Ultimately Fr Giussani believed that “ecumenism means the decisiveness of love towards God, who revealed himself in Christ as truth and source of certainty and hope”. The future of ecumenical dialogue cannot be compared to an unsolved question mark but “to a certainty that from the present the future can be faced, in any situation. Hope is a certainty in the future based on a certainty in the present, the Presence of Christ” within the Church and the sacraments[12]...
According to this communal perspective, in conclusion, each of the faithful has a precise mission to accomplish within the Church and the world, and no one can be replaced by anyone else.

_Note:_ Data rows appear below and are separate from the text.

PR #126, opened 2023-01-20
doc: fix intersphinx references

jnikula:
First, fix the intersphinx URL

Second, add 'confval' object type [1] to be able to reference objects of that type using intersphinx. (Yes, it's also possible to turn conf.py into an extension just by adding a setup() function.)

Third, fix the intersphinx references [2].

[1] https://github.com/sphinx-doc/sphinx/issues/5562#issuecomment-434296574 [2] https://www.sphinx-doc.org/en/master/usage/extensions/intersphinx.html

### DIFF
--- a/doc/extension.rst
+++ b/doc/extension.rst
@@ -18,7 +18,7 @@ dependencies.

The already unity existent among Christians (founded on baptism) constitutes the only possibility to regenerate the contemporary world and create a real ecumenical and intercultural dialogue: “We would build the beginning and the end of this street/We build the meaning: a Church for all/and a job for each/each man to his work”[13].
[1] J. Prades, The life of the Church: the sacramental method of evangelization, in M. A. Hayes, New religious movements in the Catholic Church, Burns & Oates, London-New York 2005, pp. 61-102. The quotation is from pp. 61-62.
[2] The letter by John Paul II on the occasion of the twentieth anniversary of the pontifical recognition of the Fraternity, www.clonline.org.
[3] See Galatians 2.20; Philippians 1.20; Colossians 3.3-5; Romans 8.35-39.
[4] L. Giussani, S. Alberto, J. Prades, Generare tracce nella storia del mondo, Rizzoli, Milano 1998, p. 144.
[5] Giussani, Alberto, Prades, Generare tracce nella storia del mondo, P. 157
[6] Giussani, Alberto, Prades, Generare tracce nella storia del mondo, p. 157
[7] R. Guardini, L’essenza del cristianesimo, Morcelliana, Brescia 1980. p. 12. See L. Giussani, Un caffè in compagnia, a c. di R. Farina, Rizzoli, Milano 2004, pp. 143-167.
[8] J. Prades, The Christian: subject of a new culture, in Id., A generative thought, ed. by E. Buzzi, McGill-Queen’s University Press, Montreal & Kingston-London-Ithaca 2003, pp. 113-127. This quotation is from p. 124.
[9] 1 Thessalonians 5.21
[10] C. Peguy, Note conjointe sur M. Descartes et la philosophie cartesienne.
[11] 1 Corinthians 4.3
[12] L. Giussani, “Se non fossi tuo mio Cristo....”, Appunti dall’intervento di Giussani all’assemblea internazionale responsabili di Cl, «Tracce», Settembre 1997.
[13] Eliot, Choruses from the Rock, in Opere, a c. di R. Sanesi, Bompiani, Milano 2001 p. 1238.